### Data under study
PR #13554, opened 2026-08-15
Contention-aware per-event send budget for QUICStream

maskit:
## Summary

Benchmarking qmux (HTTP/3-over-TCP) against H2 showed a throughput deficit
specific to large, single-stream responses, absent for small objects and
mostly recovered once multiple concurrent streams share a connection.

`QUICStream::send_data()` capped how much of one stream's data it sends
per write event to a fixed 16KB, regardless of contention. A large object
on a solo stream needs many separate event-loop round trips to drain,
each paying real per-event overhead (quiche iterator alloc/free, an FFI
crossing, a flush). This makes that per-event budget contention-aware:
it scales down toward the existing 16KB floor under real contention
(preserving today's fairness guarantee exactly), and grows toward a new
256KB ceiling when a stream has the connection's write path to itself.
The budget is sized from the actual number of writable streams for that
same event, counted via one extra `quiche_conn_writable()` drain before
sizing the budget and servicing streams. An earlier version of this sized
the budget from the *previous* event's count instead, to avoid that extra
drain -- but a sudden swing in contention between events (including a
connection's very first write event, which has no previous count at all)
could then hand every stream a budget sized for the wrong count, so this
always counts fresh instead of carrying a lagging estimate.

Also, while touching the HTTP/3 frame-handling path, removed some dead
code and per-request allocations found along the way:

- `Http3FrameDispatcher`'s per-type handler list moved from a
  heap-allocated `std::vector` to fixed inline storage, since at most a
  handful of handlers ever register per frame type and this dispatcher
  is a per-transaction object.
- `Http3Transaction`'s five per-transaction helper objects (frame
  generators/handlers) converted from heap-allocated pointers to value
  members, removing five allocations/frees per HTTP/3 transaction.
- Removed `Http3UnknownFrame` and `Http3HeadersFrame`'s `ats_unique_buf`
  constructor/factory overload, both fully dead code.
- Aligned `Http3HeadersFrame`'s send-path constructor to take
  `IOBufferReader &` like `Http3DataFrame`'s equivalent, instead of `*`.

## Test plan

- [x] New unit test (`test_QUICStream.cc`) covers
      `compute_fair_send_budget()`'s no-contention, heavy-contention,
      mid-range, and floor-boundary cases.
- [x] `test_net` and `test_http3` pass against BoringSSL + quiche + qmux.
- [x] `test_net` and `test_http3` pass against OpenSSL's native QUIC
      backend (a separate, non-quiche `NetVConnection` implementation
      that also compiles this code).

### DIFF
--- a/src/iocore/net/QUICNetVConnection.cc
+++ b/src/iocore/net/QUICNetVConnection.cc
@@ -688,17 +688,22 @@ void
 QUICNetVConnection::_handle_write_ready()
 {
   if (quiche_conn_is_established(this->_quiche_con)) {
+    const size_t budget = QUICStream::compute_fair_send_budget(this->_last_writable_stream_count);
+
     quiche_stream_iter *writable = quiche_conn_writable(this->_quiche_con);
     uint64_t            s        = 0;
+    size_t              count    = 0;
     while (quiche_stream_iter_next(writable, &s)) {
+      ++count;
       QUICStream *stream = static_cast<QUICStream *>(this->_stream_manager->find_stream(s));
       if (stream == nullptr) {
         [[maybe_unused]] QUICConnectionError err;
         stream = this->_stream_manager->create_stream(s, err);
       }
-      stream->send_data(*this);
+      stream->send_data(*this, budget);
     }
     quiche_stream_iter_free(writable);
+    this->_last_writable_stream_count = count;
   }
 
   Ptr<IOBufferBlock> udp_payload;
--- a/src/iocore/net/QUICNetVConnection.cc
+++ b/src/iocore/net/QUICNetVConnection.cc
@@ -688,13 +688,26 @@ void
 QUICNetVConnection::_handle_write_ready()
 {
   if (quiche_conn_is_established(this->_quiche_con)) {
-    const size_t budget = QUICStream::compute_fair_send_budget(this->_last_writable_stream_count);
+    // Count real contention for THIS event before deciding its budget, rather than
+    // sizing it from a previous event's count -- a stale count can be wrong in either
+    // direction whenever contention swings between events, not just on the first
+    // event. writable() is a pure, side-effect-free snapshot (verified against
+    // quiche's source), so draining it twice costs one extra O(n) collect and n extra
+    // FFI calls, n bounded by this connection's stream limit -- cheap next to the
+    // per-stream work that follows.
+    quiche_stream_iter *probe          = quiche_conn_writable(this->_quiche_con);
+    uint64_t            probe_id       = 0;
+    size_t              writable_count = 0;
+    while (quiche_stream_iter_next(probe, &probe_id)) {
+      ++writable_count;
+    }
+    quiche_stream_iter_free(probe);
+
+    const size_t budget = QUICStream::compute_fair_send_budget(writable_count);
 
     quiche_stream_iter *writable = quiche_conn_writable(this->_quiche_con);
     uint64_t            s        = 0;
-    size_t              count    = 0;
     while (quiche_stream_iter_next(writable, &s)) {
-      ++count;
       QUICStream *stream = static_cast<QUICStream *>(this->_stream_manager->find_stream(s));
       if (stream == nullptr) {
         [[maybe_unused]] QUICConnectionError err;
@@ -703,7 +716,6 @@ QUICNetVConnection::_handle_write_ready()
       stream->send_data(*this, budget);
     }
     quiche_stream_iter_free(writable);
-    this->_last_writable_stream_count = count;
   }
 
   Ptr<IOBufferBlock> udp_payload;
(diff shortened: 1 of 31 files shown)


src/iocore/net/quic/QUICStream.cc
```diff
@@ -144,24 +155,28 @@ QUICStream::receive_data(QUICStreamIO &stream_io)
...
   ssize_t                    len = 0;
   [[maybe_unused]] ErrorCode error_code{0};
   size_t                     written_this_event = 0;
+  // _write_vio.nbytes is set once when the VIO is armed and doesn't change over the
+  // course of this call, so query it once instead of re-locking the adapter's mutex
+  // for the same value on every loop iteration below.
+  const uint64_t total_len = this->_adapter->total_len();
 
-  while (written_this_event < MAX_STREAM_SEND_BYTES_PER_EVENT) {
+  while (written_this_event < max_bytes_this_event) {
```
maskit, line 169: This is the biggest improvement. Fixed size cap -> Variable size cap based on the number of streams.

src/proxy/http3/test/test_Http3Frame.cc
```diff
@@ -105,20 +105,28 @@ TEST_CASE("Store HEADERS Frame", "[http3]")
...
+    // consumed above -- it holds its own independent clone of the reader.
+    auto           ibb = frame->to_io_buffer_block();
     IOBufferReader reader;
     reader.block = ibb.get();
     len          = reader.read_avail();
     reader.read(buf, sizeof(buf));
     CHECK(len == 6);
     CHECK(memcmp(buf, expected1, len) == 0);
+
+    free_MIOBuffer(header_block);
```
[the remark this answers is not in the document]
maskit: Fixed

src/iocore/net/quic/QUICStream.cc
bneradt, line 169: **[P2] Cap a carried pending block to this event’s remaining budget.**

`_pending_send_block` can have been created under a previous 256 KB budget and survive a partial write. If contention then reduces `max_bytes_this_event` to 16 KB, the later `write_stream()` call still passes the entire remaining block, allowing the stream to exceed the computed budget. Please cap the submitted length to `max_bytes_this_event - written_this_event` (and only set `fin` when the whole pending block is included). A unit test with a partial first write followed by a smaller budget would cover this transition.

src/iocore/net/QUICNetVConnection.cc
```diff
@@ -688,17 +688,22 @@ void
 QUICNetVConnection::_handle_write_ready()
 {
   if (quiche_conn_is_established(this->_quiche_con)) {
+    const size_t budget = QUICStream::compute_fair_send_budget(this->_last_writable_stream_count);
```
bneradt: **[P2] Avoid using the maximum budget for every stream on the first event.**

`_last_writable_stream_count` starts at 1, so an event whose current iterator contains many streams gives all of them the 256 KB maximum. With the configured 100-stream limit, that can queue or process roughly 25.6 MB in one event instead of the previous 1.6 MB, delaying unrelated connections on the same event thread. The QMux path has the same pattern. Please initialize conservatively, enforce a connection-wide per-event cap, or otherwise account for current contention.

src/iocore/net/QUICNetVConnection.cc
```diff
@@ -688,6 +688,23 @@ void
...
+    // direction whenever contention swings between events, not just on the first
+    // event. writable() is a pure, side-effect-free snapshot (verified against
+    // quiche's source), so draining it twice costs one extra O(n) collect and n extra
+    // FFI calls, n bounded by this connection's stream limit -- cheap next to the
+    // per-stream work that follows.
+    quiche_stream_iter *probe          = quiche_conn_writable(this->_quiche_con);
+    uint64_t            probe_id       = 0;
+    size_t              writable_count = 0;
+    while (quiche_stream_iter_next(probe, &probe_id)) {
+      ++writable_count;
```
bneradt, line 702: **[P2] Count streams that actually have data to send.**

`quiche_conn_writable()` reports every unfinished stream with flow-control capacity, not just streams with queued application data ([quiche 0.28 `StreamMap::writable()`](https://github.com/cloudflare/quiche/blob/0.28.0/quiche/src/stream/mod.rs#L628-L633), [`Stream::is_writable()`](https://github.com/cloudflare/quiche/blob/0.28.0/quiche/src/stream/mod.rs#L786-L793)). For example, with 20 open request streams but response data available on only one, `writable_count` is 20, so the active stream receives the 16 KB floor while the other 19 consume none of their budgets. This repeats every event and effectively restores the original per-stream limitation. Please base the divisor on ATS streams whose `QUICStream::has_data_to_send()` is true; ideally collect that filtered snapshot once and reuse it for the send loop. The QMux path has the same issue.

bneradt (dismissed):

bneradt (approved):

PR #13557, opened 2026-08-18
http: funnel cache key generation through `HttpSM`

JakeChampion:
The four cache key call sites each open-coded the same `Cache::generate_key` call with the same two `txn_conf` arguments, and one of them also open-coded the ATS 9.2 compatibility branch. Collect that into a single `HttpSM::generate_cache_key` so callers stop repeating the configuration plumbing.

### DIFF
--- a/include/proxy/http/HttpSM.h
+++ b/include/proxy/http/HttpSM.h
@@ -429,6 +429,7 @@ private:
   void do_drain_request_body(HTTPHdr &response);
 
   void wait_for_full_body();
+  void generate_cache_key(HttpCacheKey *key, URL *url, bool compat = false);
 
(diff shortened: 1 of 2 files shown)


JosiahWI (commented):
This is an interesting refactor! The new method is has private access, as it should. What do you think of putting the 9.x compatibility case into a separate method? Note that this is the same approach used for the `Cache` methods (there are two methods, not one method with a boolean switch).

moonchen (approved):
Thanks for cleaning this up!

JakeChampion:
not sure why the pr got closed... i also can not re-open this one, i will have to open a new one

PR #13558, opened 2026-08-18
keep buflen in sync in dns_process address copy path

dxbjavid:
dns_process copies each answer record into the fixed HostEnt hostbuf while keeping a running buflen for the space left at the write cursor, but the branch that memcpys an A/AAAA address when the source is not word aligned advances the cursor by the alignment padding and the record length without decrementing buflen. Since every later name expansion hands that same buflen to dn_expand as its output limit, the stale, over-large value lets a crafted response (a large address record followed by a record whose owner name expands near the end of hostbuf) write the expanded name past the buffer and into the adjacent srv_hosts vector. This restores buflen from the cursor after the copy so it stays consistent, matching what the name, CNAME and PTR paths already do.

### DIFF
--- a/src/iocore/dns/DNS.cc
+++ b/src/iocore/dns/DNS.cc
@@ -1889,8 +1889,9 @@ dns_process(DNSHandler *handler, HostEnt *buf, int len)
           memcpy((*hap++ = bp), cp, n);
           Dbg(dbg_ctl_dns, "received %s = %s", QtypeName(type),
               inet_ntop(T_AAAA == type ? AF_INET6 : AF_INET, bp, ip_string, sizeof(ip_string)));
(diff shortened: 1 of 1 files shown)


moonchen (approved):

bryancall (approved):

dxbjavid:
Thank you, much appreciated

cmcfarlen:
Cherry-picked to the 10.2.x branch as b880bea1ac7156ed0f1d2967b07591d66622e41d for the 10.2.1 release.

cmcfarlen:
Cherry-picked to the 10.1.x branch as 227594774caea39b513f4e953fcb00a531e6cb01 for the 10.1.5 release.

PR #13559, opened 2026-08-18
Build the well-known-string table at compile time

moonchen:
`hdrtoken_init()` builds the well-known-string (WKS) table at startup.  This PR does the work at compile-time, which enables more robust checking, and removes an old restriction regarding prefixes.

### 1. Modernize the well-known-string initialization

Make use of `constexpr` to initialize WKS at compile time.  Remove the unnecessary `name` field from the WKS table at runtime.  Trim the `hdrtoken_hash_table` size to just the reachable number of slots, build it at compile time as well, and shrink its buckets from 16 to 8 bytes by storing an index instead of a pointer.

|                              | before             | after                  |
| ---------------------------- | ------------------ | ---------------------- |
| WKS table                    | ~15 KB on the heap | 10,800 B in `.rodata`  |
| `hdrtoken_hash_table`        | 1,052,904 B        | 262,144 B in `.rodata` |
| `sizeof(HdrTokenHeapPrefix)` | 56                 | 48                     |

### 2. Add compile-time checks for WKS correctness

Checks are now done at compile-time, and the new checks are more strict than the old release asserts.

An append-only ledger (`_hdrtoken_strs_frozen`) fingerprints the frozen entries: inserting, reordering, or editing them fails to compile, and appending strings requires appending a matching ledger row.

### 3. Remove the restriction that prevents a WKS from being added after its prefix

In order to maintain cache compatibility, new strings needed to be appended to the list.  Previously, it was not legal to append a string to WKS if its prefix already exists.

This PR removes the prefix restriction.  We can now append strings like `Server-Timing`, `Accept-CH`, and `Expect-CT`.

### DIFF
--- a/include/proxy/hdrs/HdrToken.h
+++ b/include/proxy/hdrs/HdrToken.h
@@ -31,7 +31,6 @@
 #include "tscore/ink_memory.h"
 #include "tscore/ink_string.h"
 #include "tscore/Allocator.h"
-#include "tsutil/Regex.h"
 #include "tscore/ink_apidefs.h"
 
 ////////////////////////////////////////////////////////////////////////////
@@ -57,20 +56,28 @@ enum class HdrTokenInfoFlags : uint32_t {
   PROXYAUTH = 1 << 3,
 };
 
-inline HdrTokenInfoFlags
+constexpr HdrTokenInfoFlags
 operator|(HdrTokenInfoFlags a, HdrTokenInfoFlags b)
 {
   return static_cast<HdrTokenInfoFlags>(static_cast<uint32_t>(a) | static_cast<uint32_t>(b));
 }
 
-inline HdrTokenInfoFlags
+constexpr HdrTokenInfoFlags
 operator&(HdrTokenInfoFlags a, HdrTokenInfoFlags b)
 {
   return static_cast<HdrTokenInfoFlags>(static_cast<uint32_t>(a) & static_cast<uint32_t>(b));
 }
 
-struct HdrTokenFieldInfo {
+// One row of the field initializer table. The name binds the row to a well-known string and is not
+// needed once the row is resolved, so it is absent from HdrTokenFieldInfo below.
+struct HdrTokenFieldInit {
   const char       *name;
+  int32_t           slotid;
+  uint64_t          mask;
+  HdrTokenInfoFlags flags;
+};
+
+struct HdrTokenFieldInfo {
   int32_t           slotid;
   uint64_t          mask;
   HdrTokenInfoFlags flags;
@@ -92,8 +99,7 @@ struct HdrTokenHeapPrefix {
   HdrTokenTypeSpecific wks_type_specific;
 };
 
-extern DFA *hdrtoken_strs_dfa;
-extern int  hdrtoken_num_wks;
+extern int hdrtoken_num_wks;
 
 extern const char       *hdrtoken_strs[];
 extern int               hdrtoken_str_lengths[];
@@ -109,7 +115,6 @@ extern HdrTokenInfoFlags hdrtoken_str_flags[];
 ////////////////////////////////////////////////////////////////////////////
 
 extern void        hdrtoken_init();
-extern int         hdrtoken_tokenize_dfa(const char *string, int string_len, const char **wks_string_out = nullptr);
 extern int         hdrtoken_tokenize(const char *string, int string_len, const char **wks_string_out = nullptr);
 extern int         hdrtoken_method_tokenize(const char *string, int string_len);
 extern const char *hdrtoken_string_to_wks(const char *string);
@@ -141,12 +146,13 @@ hdrtoken_is_valid_wks_idx(int wks_idx)
 /*-------------------------------------------------------------------------
   -------------------------------------------------------------------------*/
 
-// ToDo: This, and dependencies / users should probably be const HdrTokenHeapPrefix * IMO.
-inline HdrTokenHeapPrefix *
+// The well-known strings live in a table that is built at compile time and is read-only, so a
+// prefix is only ever read through.
+inline const HdrTokenHeapPrefix *
 hdrtoken_wks_to_prefix(const char *wks)
 {
   ink_assert(hdrtoken_is_wks(wks));
-  return reinterpret_cast<HdrTokenHeapPrefix *>(const_cast<char *>(wks) - sizeof(HdrTokenHeapPrefix));
+  return reinterpret_cast<const HdrTokenHeapPrefix *>(wks - sizeof(HdrTokenHeapPrefix));
 }
 
 /*-------------------------------------------------------------------------
@@ -194,7 +200,7 @@ hdrtoken_index_to_flags(int wks_idx)
   return hdrtoken_str_flags[wks_idx];
 }
 
-inline HdrTokenHeapPrefix *
+inline const HdrTokenHeapPrefix *
 hdrtoken_index_to_prefix(int wks_idx)
 {
   ink_assert(hdrtoken_is_valid_wks_idx(wks_idx));
@@ -236,7 +242,7 @@ inline uint64_t
 hdrtoken_wks_to_mask(const char *wks)
 {
   ink_assert(hdrtoken_is_wks(wks));
-  HdrTokenHeapPrefix *prefix = hdrtoken_wks_to_prefix(wks);
+  const HdrTokenHeapPrefix *prefix = hdrtoken_wks_to_prefix(wks);
   return prefix->wks_info.mask;
 }
 
--- a/include/proxy/hdrs/HdrToken.h
+++ b/include/proxy/hdrs/HdrToken.h
@@ -24,6 +24,8 @@
 #pragma once
 
 #include <cassert>
+#include <cstddef>
+#include <cstdint>
 #include <sys/types.h>
 #include "tscore/ink_assert.h"
 #include "tscore/ink_atomic.h"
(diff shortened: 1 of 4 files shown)


moonchen:
[approve ci Autest 1]

moonchen:
[approve ci autest 1]

src/proxy/hdrs/HdrToken.cc
```diff
@@ -274,239 +264,309 @@ HdrTokenFieldInfo _hdrtoken_strs_field_initializers[] = {
...
-void
-hdrtoken_hash_init()
+constexpr size_t
+hdrtoken_max_literal_length()
 {
-  uint32_t i;
-  int      num_collisions;
+  const auto longest = std::max_element(std::cbegin(_hdrtoken_strs), std::cend(_hdrtoken_strs),
+                                        [](std::string_view a, std::string_view b) { return a.length() < b.length(); });
+  return longest->length();
```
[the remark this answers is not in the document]
moonchen: `min_element`/`max_element` have been `constexpr` since C++14 (N3471); `std::sort` and `adjacent_find` only became `constexpr` in C++20, which is why the note singles those two out.

Checked against the oldest standard library in the CI matrix rather than inferred: both `max_element` overloads are declared `_GLIBCXX14_CONSTEXPR` on the libstdc++ 9 release branch. The Ubuntu job builds with clang-12 against libstdc++ 9 and passes, as does FreeBSD on libc++. Leaving as is.

src/proxy/hdrs/HdrToken.cc
```diff
@@ -274,239 +264,309 @@ HdrTokenFieldInfo _hdrtoken_strs_field_initializers[] = {
...
+hdrtoken_ascii_toupper(unsigned char c)
+{
+  unsigned char const is_lower = static_cast<unsigned char>((static_cast<unsigned>(c) - 'a') < 26u);
 
-/**
-  basic FNV hash
-**/
-#define TINY_MASK(x) (((uint32_t)1 << (x)) - 1)
+  return static_cast<unsigned char>(c - (is_lower << 5));
+}
```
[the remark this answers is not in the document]
moonchen: Agreed, switched to the plain ASCII-range form.

The terse version was presumably for the runtime hashing path, but that does not hold up: at `-O2` both forms produce equivalent code (19 vs 18 instructions, same number of branch/select instructions), and a `static_assert` sweep confirms they agree on all 256 byte values. The generated well-known-string table is byte-for-byte unchanged.

include/proxy/hdrs/HdrToken.h
```diff
@@ -109,8 +115,7 @@ extern HdrTokenInfoFlags hdrtoken_str_flags[];
 ////////////////////////////////////////////////////////////////////////////
 
 extern void        hdrtoken_init();
-extern int         hdrtoken_tokenize_dfa(const char *string, int string_len, const char **wks_string_out = nullptr);
-extern int         hdrtoken_tokenize(const char *string, int string_len, const char **wks_string_out = nullptr);
+int                hdrtoken_tokenize(const char *string, int string_len, const char **wks_string_out = nullptr);
```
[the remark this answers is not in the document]
moonchen: Good catch, this was unintentional. Upstream has `extern int hdrtoken_tokenize(...)`; the `extern` was lost when the adjacent `hdrtoken_tokenize_dfa` declaration was deleted. Restored, along with the alignment of that declaration block.

include/proxy/hdrs/HdrToken.h
```diff
@@ -141,12 +146,13 @@ hdrtoken_is_valid_wks_idx(int wks_idx)
...
-// ToDo: This, and dependencies / users should probably be const HdrTokenHeapPrefix * IMO.
-inline HdrTokenHeapPrefix *
+// The well-known strings live in a table that is built at compile time and is read-only, so a
+// prefix is only ever read through.
+inline const HdrTokenHeapPrefix *
 hdrtoken_wks_to_prefix(const char *wks)
 {
   ink_assert(hdrtoken_is_wks(wks));
-  return reinterpret_cast<HdrTokenHeapPrefix *>(const_cast<char *>(wks) - sizeof(HdrTokenHeapPrefix));
+  return reinterpret_cast<const HdrTokenHeapPrefix *>(wks - sizeof(HdrTokenHeapPrefix));
```
bneradt: Now that `wks` points to the first element of the `WksEntry::str` array member, subtracting `sizeof(HdrTokenHeapPrefix)` moves outside that array subobject; the C++ pointer-arithmetic rules make that undefined behavior. The `offsetof(WksEntry, str)` assertion confirms physical layout but does not make the cross-subobject subtraction valid. The previous heap representation used one raw byte allocation, so it did not have this particular issue. Could we either preserve byte-buffer storage or obtain the prefix through a valid table/index relationship?

src/proxy/hdrs/HdrToken.cc
```diff
@@ -40,20 +41,9 @@ DbgCtl dbg_ctl_hdr_token{"hdr_token"};
 /*
  WARNING:  Indexes into this array are stored on disk for cached objects.  New strings must be added at the end of the array to
  avoid changing the indexes of pre-existing entries, unless the cache format version number is increased.
```
bneradt, line 42: Because these indexes are persisted in cached objects, could we enforce the append-only rule rather than relying solely on this comment? One option is a compile-time fingerprint of the ordered first `N` frozen entries, where `N` is independent of the current array size. Appending would continue to pass, while reordering, removing, or changing an existing entry would fail compilation and require an intentional cache-version decision.

src/proxy/hdrs/HdrToken.cc
```diff
@@ -274,239 +264,307 @@ HdrTokenFieldInfo _hdrtoken_strs_field_initializers[] = {
...
-/**
- */
-void
-hdrtoken_init()
+static_assert(hdrtoken_names_resolve_uniquely(_hdrtoken_strs_type_initializers),
+              "a token-type initializer names a string that is missing from _hdrtoken_strs or already claimed");
+static_assert(hdrtoken_names_resolve_uniquely(_hdrtoken_strs_field_initializers),
+              "a field initializer names a string that is missing from _hdrtoken_strs or already claimed");
+static_assert(hdrtoken_names_resolve_uniquely(_hdrtoken_strs_cc_initializers),
+              "a Cache-Control initializer names a string that is missing from _hdrtoken_strs or already claimed");
```
bneradt, line 450: Since these initializer rows are now `constexpr`, could validation cover their semantic invariants too? In particular: each non-`NONE` field slot should be in `[0, 31]` and unique; each nonzero presence mask should be single-bit and unique; and each Cache-Control mask should be nonzero, single-bit, unique, and bound to an entry typed `CACHE_CONTROL`. Cheap resolver-contract assertions for case folding and prefix rejection would also directly document the behavior this change is intended to enable.

src/proxy/hdrs/HdrToken.cc
```diff
@@ -274,239 +264,307 @@ HdrTokenFieldInfo _hdrtoken_strs_field_initializers[] = {
...
+ *                        H A S H    T A B L E                         *
+ *                                                                     *
+ ***********************************************************************/
+
+struct HdrTokenHashBucket {
+  const char *wks;
+  uint32_t    hash;
+};
+
+HdrTokenHashBucket hdrtoken_hash_table[HDRTOKEN_HASH_TABLE_SIZE];
```
bneradt: Could we make the hash table `constexpr` as well? A bucket storing `{wks_idx_plus_one, hash}` instead of a pointer can be built from `_hdrtoken_strs` at compile time, use zero as the empty value, and likely shrink each bucket from 16 bytes to 8. That would remove `hdrtoken_hash_init()` and another startup write. Using one `constexpr hdrtoken_hash(std::string_view)` for both construction and `hdrtoken_tokenize()` would also make compile-time/runtime hash parity structural.

include/proxy/hdrs/HdrToken.h
moonchen: Fixed. `hdrtoken_wks_to_prefix()` now recovers the entry index from the string pointer with integer (`uintptr_t`) arithmetic and returns `&hdrtoken_wks_entries[idx].prefix`, so no out-of-bounds pointer is formed. The entry struct moved to the header with fixed 32-byte string storage so call sites know the stride; sizeof(entry) is unchanged at 80, so the table layout and size are identical.

src/proxy/hdrs/HdrToken.cc
moonchen: Added, as a freeze ledger rather than a single constant: `_hdrtoken_strs_frozen` holds {count, fingerprint} rows (reusing the table's FNV-1a step, with a terminator folded in per entry). Every row is validated forever, so editing, inserting, reordering, or removing a frozen entry breaks a fingerprint, and a second assert requires the last row's count to match the table size — appending strings therefore forces appending a new ledger row, making the cache-affecting step deliberate.

src/proxy/hdrs/HdrToken.cc
moonchen: Added. Field rows: non-NONE slot ids must be in [0, 31] and unique; nonzero presence masks single-bit and unique. Cache-Control rows: masks nonzero, single-bit, unique, and the entry typed CACHE_CONTROL, which `HTTPHdr::is_cache_control_set()` asserts for any directive it checks. Also added the resolver-contract asserts: case-insensitive resolution, no prefix matching, and a WKS that prefixes another (`Accept`) resolving to its own entry.

src/proxy/hdrs/HdrToken.cc
moonchen: Done. Buckets are now {wks_idx_plus_one, hash} (8 bytes, zero means empty) built at compile time, `hdrtoken_hash_init()` is removed, and one `constexpr hdrtoken_hash(std::string_view)` is shared by construction and `hdrtoken_tokenize()`, so hash parity is structural. The table drops from 524,288 B of mutable data to 262,144 B in .rodata.

bneradt (approved):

### Required action
Every line of the material that includes the word "extra" needs to be copied.

### Output for this exercise
same event, counted via one extra `quiche_conn_writable()` drain before
the budget from the *previous* event's count instead, to avoid that extra
+    // quiche's source), so draining it twice costs one extra O(n) collect and n extra
+    // quiche's source), so draining it twice costs one extra O(n) collect and n extra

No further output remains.